PROBLEM TO SOLVE: Send back exactly the lines from the opening line of the records below through the one with "This is a major".

Stored data entries
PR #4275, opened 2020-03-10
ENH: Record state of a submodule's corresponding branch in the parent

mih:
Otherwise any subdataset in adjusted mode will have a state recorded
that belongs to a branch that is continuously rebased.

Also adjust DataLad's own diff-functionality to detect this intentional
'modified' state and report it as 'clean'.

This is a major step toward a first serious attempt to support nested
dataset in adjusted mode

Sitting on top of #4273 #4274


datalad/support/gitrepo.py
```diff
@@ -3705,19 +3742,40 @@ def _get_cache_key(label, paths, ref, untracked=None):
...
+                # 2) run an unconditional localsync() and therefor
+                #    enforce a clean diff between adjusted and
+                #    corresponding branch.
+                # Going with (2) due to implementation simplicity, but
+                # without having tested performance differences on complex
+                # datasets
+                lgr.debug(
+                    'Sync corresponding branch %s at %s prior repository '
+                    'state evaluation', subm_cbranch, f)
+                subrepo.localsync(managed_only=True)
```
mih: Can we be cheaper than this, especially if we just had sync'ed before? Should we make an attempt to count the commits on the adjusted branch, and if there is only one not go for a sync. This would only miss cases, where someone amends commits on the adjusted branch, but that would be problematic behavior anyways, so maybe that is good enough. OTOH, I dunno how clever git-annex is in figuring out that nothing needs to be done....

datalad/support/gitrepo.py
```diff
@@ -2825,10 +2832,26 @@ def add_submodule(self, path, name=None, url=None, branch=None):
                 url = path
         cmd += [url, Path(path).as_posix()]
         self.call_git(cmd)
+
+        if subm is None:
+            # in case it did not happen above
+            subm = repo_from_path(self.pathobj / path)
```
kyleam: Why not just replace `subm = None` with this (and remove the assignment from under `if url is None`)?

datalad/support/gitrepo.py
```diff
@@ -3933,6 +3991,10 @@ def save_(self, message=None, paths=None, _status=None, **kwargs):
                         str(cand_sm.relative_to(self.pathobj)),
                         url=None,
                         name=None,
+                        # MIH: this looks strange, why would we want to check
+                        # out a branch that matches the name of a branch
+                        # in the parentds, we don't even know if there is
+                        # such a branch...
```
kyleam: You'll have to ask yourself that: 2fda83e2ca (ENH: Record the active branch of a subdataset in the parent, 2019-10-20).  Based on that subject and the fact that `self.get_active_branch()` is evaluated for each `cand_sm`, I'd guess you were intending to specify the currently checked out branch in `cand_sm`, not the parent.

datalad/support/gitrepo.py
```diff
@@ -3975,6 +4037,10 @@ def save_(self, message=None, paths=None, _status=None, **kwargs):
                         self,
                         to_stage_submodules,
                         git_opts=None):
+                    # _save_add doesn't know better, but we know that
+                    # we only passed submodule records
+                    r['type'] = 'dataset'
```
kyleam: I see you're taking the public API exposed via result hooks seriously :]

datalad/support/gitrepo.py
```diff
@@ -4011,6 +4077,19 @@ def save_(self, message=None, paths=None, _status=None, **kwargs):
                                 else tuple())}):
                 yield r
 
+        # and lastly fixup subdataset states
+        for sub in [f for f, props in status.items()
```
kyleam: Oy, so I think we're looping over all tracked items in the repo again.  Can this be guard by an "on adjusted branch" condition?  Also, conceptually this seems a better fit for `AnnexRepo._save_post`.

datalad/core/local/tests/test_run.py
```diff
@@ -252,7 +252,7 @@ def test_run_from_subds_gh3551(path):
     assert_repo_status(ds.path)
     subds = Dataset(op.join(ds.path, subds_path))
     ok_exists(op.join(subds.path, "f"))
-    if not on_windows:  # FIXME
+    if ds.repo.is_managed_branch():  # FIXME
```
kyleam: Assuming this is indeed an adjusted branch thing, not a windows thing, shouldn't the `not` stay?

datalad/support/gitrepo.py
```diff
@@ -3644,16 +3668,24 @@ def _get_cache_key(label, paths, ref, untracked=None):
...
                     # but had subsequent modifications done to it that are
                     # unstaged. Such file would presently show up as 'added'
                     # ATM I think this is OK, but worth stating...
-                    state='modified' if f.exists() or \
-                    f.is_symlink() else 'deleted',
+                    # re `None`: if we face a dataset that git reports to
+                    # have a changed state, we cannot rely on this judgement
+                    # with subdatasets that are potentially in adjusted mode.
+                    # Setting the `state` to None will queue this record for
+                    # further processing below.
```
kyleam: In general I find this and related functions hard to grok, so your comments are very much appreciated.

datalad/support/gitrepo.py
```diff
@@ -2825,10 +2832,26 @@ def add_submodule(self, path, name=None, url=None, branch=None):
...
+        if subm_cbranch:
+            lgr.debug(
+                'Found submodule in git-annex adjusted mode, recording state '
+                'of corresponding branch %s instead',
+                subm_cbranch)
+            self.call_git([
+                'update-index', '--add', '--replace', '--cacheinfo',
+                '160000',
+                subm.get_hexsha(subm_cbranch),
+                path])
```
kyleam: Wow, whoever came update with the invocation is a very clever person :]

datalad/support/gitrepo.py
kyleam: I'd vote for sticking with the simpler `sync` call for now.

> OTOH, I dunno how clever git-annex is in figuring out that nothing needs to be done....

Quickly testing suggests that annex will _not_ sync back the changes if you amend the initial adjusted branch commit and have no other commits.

WRITTEN SOLUTION:
PR #4275, opened 2020-03-10
ENH: Record state of a submodule's corresponding branch in the parent

mih:
Otherwise any subdataset in adjusted mode will have a state recorded
that belongs to a branch that is continuously rebased.

Also adjust DataLad's own diff-functionality to detect this intentional
'modified' state and report it as 'clean'.

This is a major step toward a first serious attempt to support nested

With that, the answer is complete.